Mating Cries

The Independent Eye, Old City Stage Works, through Feb. 15, 925-2838

Lest we spend so much time trying to figure out the message of Mating Cries that we can't sit back and enjoy the performance, author-actor-directors Conrad Bishop and Elizabeth Fuller come forward before it begins and tell us what it all means: "Mating is a really good idea''; "it's really hard sometimes''; and "it's still a really good idea.''

For several of the pieces that constitute Mating Cries, that description serves perfectly well: a series of lonely but eager loners write and answer one another's personals ads, hiding behind the literal and figurative masks of their self-defenses and self-images; a couple marks their "chronicle of desire'' by giving voice to the verbs and prepositional phrases that serve as the barometer of their attraction to one another through the decades; a word-processor fantasizes about her neighbor in the adjoining cubicle, acting out her fantasies on her computer keyboard and on his.

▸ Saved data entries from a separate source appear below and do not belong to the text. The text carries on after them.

PR #3872, opened 2024-11-23
feat(core): Streaming multipart parser

provinzkraut:
Add a streaming multipart parser via the [multipart](https://github.com/defnull/multipart) lib.

This gives us:

- Ability to stream large / larger-than-memory file uploads
- Better / more correct edge case handling
- Still good performance

### DIFF
--- a/litestar/_multipart.py
+++ b/litestar/_multipart.py
@@ -1,41 +1,22 @@
-"""The contents of this file were adapted from sanic.
-
-MIT License
-
-Copyright (c) 2016-present Sanic Community
-
-Permission is hereby granted, free of charge, to any person obtaining a copy
-of this software and associated documentation files (the "Software"), to deal
-in the Software without restriction, including without limitation the rights
-to use, copy, modify, merge, publish, distribute, sublicense, and/or sell
-copies of the Software, and to permit persons to whom the Software is
-furnished to do so, subject to the following conditions:
-
-The above copyright notice and this permission notice shall be included in all
-copies or substantial portions of the Software.
-
-THE SOFTWARE IS PROVIDED "AS IS", WITHOUT WARRANTY OF ANY KIND, EXPRESS OR
-IMPLIED, INCLUDING BUT NOT LIMITED TO THE WARRANTIES OF MERCHANTABILITY,
-FITNESS FOR A PARTICULAR PURPOSE AND NONINFRINGEMENT. IN NO EVENT SHALL THE
-AUTHORS OR COPYRIGHT HOLDERS BE LIABLE FOR ANY CLAIM, DAMAGES OR OTHER
-LIABILITY, WHETHER IN AN ACTION OF CONTRACT, TORT OR OTHERWISE, ARISING FROM,
-OUT OF OR IN CONNECTION WITH THE SOFTWARE OR THE USE OR OTHER DEALINGS IN THE
-SOFTWARE.
-"""
-
 from __future__ import annotations
 
 import re
 from collections import defaultdict
-from email.utils import decode_rfc2231
-from typing import TYPE_CHECKING, Any
-from urllib.parse import unquote
+from typing import TYPE_CHECKING, Any, AsyncGenerator
+
+from multipart import (  # type: ignore[import-untyped]
+    MultipartSegment,
+    ParserError,
+    ParserLimitReached,
+    PushMultipartParser,
+)
 
 from litestar.datastructures.upload_file import UploadFile
-from litestar.exceptions import ValidationException
+from litestar.exceptions import ClientException
 
-__all__ = ("parse_body", "parse_content_header", "parse_multipart_form")
+__all__ = ("parse_content_header", "parse_multipart_form")
 
+from litestar.utils.compat import async_next
 
 if TYPE_CHECKING:
     from litestar.types import TypeDecodersSequence
@@ -67,34 +48,8 @@ def parse_content_header(value: str) -> tuple[str, dict[str, str]]:
     return value.strip().lower(), options
 
 
-def parse_body(body: bytes, boundary: bytes, multipart_form_part_limit: int) -> list[bytes]:
-    """Split the body using the boundary
-        and validate the number of form parts is within the allowed limit.
-
-    Args:
-        body: The form body.
-        boundary: The boundary used to separate form components.
-        multipart_form_part_limit: The limit of allowed form components
-
-    Returns:
-        A list of form components.
-    """
-    if not (body and boundary):
-        return []
-
-    form_parts = body.split(boundary, multipart_form_part_limit + 3)[1:-1]
-
-    if len(form_parts) > multipart_form_part_limit:
-        raise ValidationException(
-            f"number of multipart components exceeds the allowed limit of {multipart_form_part_limit}, "
-            f"this potentially indicates a DoS attack"
-        )
-
-    return form_parts
-
-
-def parse_multipart_form(
-    body: bytes,
+async def parse_multipart_form(  # noqa: C901
+    stream: AsyncGenerator[bytes, None],
     boundary: bytes,
     multipart_form_part_limit: int = 1000,
     type_decoders: TypeDecodersSequence | None = None,
@@ -102,7 +57,7 @@ def parse_multipart_form(
     """Parse multipart form data.
 
     Args:
-        body: Body of the request.
+        stream: Body of the request.
         boundary: Boundary of the multipart message.
         multipart_form_part_limit: Limit of the number of parts allowed.
         type_decoders: A sequence of type decoders to use.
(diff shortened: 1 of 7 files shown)


pyproject.toml
```diff
@@ -44,8 +44,9 @@ dependencies = [
     "click",
     "rich>=13.0.0",
     "rich-click",
+    "multipart@git+https://github.com/defnull/multipart.git",
```
provinzkraut, line 47: Pinned to `master` for now until a new release is out. See https://github.com/defnull/multipart/issues/68

tests/unit/test_kwargs/test_multipart_data.py
```diff
@@ -292,6 +296,7 @@ def test_multipart_request_without_charset_for_filename() -> None:
         }
 
 
+@pytest.mark.xfail
```
provinzkraut, line 299: Figure out why this is failing. I suspect `filename*` might not be (fully) supported

defnull: Yes, `filename*` is not supported because it is deprecated (actually forbidden) according to RFC-7578 section 4.2)

> NOTE: The encoding method described in [RFC5987], which would add a "filename*" parameter to the Content-Disposition header field, MUST NOT be used.

litestar/_multipart.py
```diff
@@ -113,51 +68,55 @@ def parse_multipart_form(
...
+                                headers=dict(segment.headerlist),
+                            )
+                    elif form_part:
+                        if isinstance(data, UploadFile):
+                            await data.write(form_part)
+                        else:
+                            data += form_part
+                    else:
+                        # end of part
+                        if segment is None:
```
defnull, line 96: This cannot happen, `segment` will always have a value at this point. If not, then that would be a bug in PushMultipartParser. The contract is as follows: For each part of a valid multipart stream, the parser will emit exactly one `MultipartSegment` instance, followed by zero or more non-empty content chunks, followed by `None`. A segment cannot end before its header section is complete, that would be a `ParserError` exception.

litestar/_multipart.py
```diff
@@ -113,51 +68,55 @@ def parse_multipart_form(
...
+                            data = UploadFile(
+                                content_type=segment.content_type or "text/plain",
+                                filename=segment.filename,
+                                headers=dict(segment.headerlist),
+                            )
+                    elif form_part:
+                        if isinstance(data, UploadFile):
+                            await data.write(form_part)
+                        else:
+                            data += form_part
```
defnull, line 93: Appending to a `bytearray` is significantly faster than appending to a `bytes` instance. Change `data` to a bytearray?

defnull: Don't forget a size check here or an attacker could upload arbitrary large text fields and fill up memory. Maybe also limit the total number of parts, because both text fields (byte strings) and `UploadFile` instances that are smaller than the disk spool limit, can fill up memory if the attacker uploads thousands of fields.

litestar/_multipart.py
```diff
@@ -113,51 +68,55 @@ def parse_multipart_form(
...
+                            # received a complete header segment
+                            raise ClientException("Unexpected eof in multipart/form-data")
+                        if segment.name:
+                            if isinstance(data, UploadFile):
+                                await data.seek(0)
+                                fields[segment.name].append(data)
+                            elif data:
+                                fields[segment.name].append(data.decode(segment.charset or "utf-8"))
+                            else:
+                                fields[segment.name].append(None)
```
defnull, line 107: Shouldn't this be an empty string instead? A text form field without content is empty, but not missing or invalid.

defnull (changes requested):
I couldn't wait till tomorrow with the review ;)

litestar/_multipart.py
provinzkraut: I know, this check mostly exists for the benefit of the type checker. One could argue that it should be an `assert` then, but since it's just an `is None` check I felt that there's not that much benefit to it (and we usually don't use the `assert` pattern elsewhere)

litestar/_multipart.py
```diff
@@ -113,51 +68,55 @@ def parse_multipart_form(
...
+                            await data.write(form_part)
+                        else:
+                            data += form_part
+                    else:
+                        # end of part
+                        if segment is None:
+                            # we have reached the end of a segment before we have
+                            # received a complete header segment
+                            raise ClientException("Unexpected eof in multipart/form-data")
+                        if segment.name:
```
defnull, line 100: Segments always have a name

tests/unit/test_kwargs/test_multipart_data.py
provinzkraut: Interesting, I was not aware of this. Hmm. We have previously supported this, so removing support for it now would constitute a breaking change. Do you think there's a reasonable workaround for us here while still using `multipart`?

litestar/_multipart.py
provinzkraut: > Don't forget a size check here or an attacker could upload arbitrary large text fields and fill up memory.

Well, we have introduced the feature to limit request body size recently, I think that should cover this case as well.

But in the other pieces, all this is going on… and more. The key lies, I think, in the last piece of the evening, an achingly beautiful vignette in which an elderly couple recall, retell, act out and finally embody the mythological story of Philemon and Baucis - the couple who, granted a wish from the gods, desire to die in the same moment, and are transformed by them into adjacent trees, their limbs eternally intertwined, drinking the same wind, rooted in the same Mother Earth.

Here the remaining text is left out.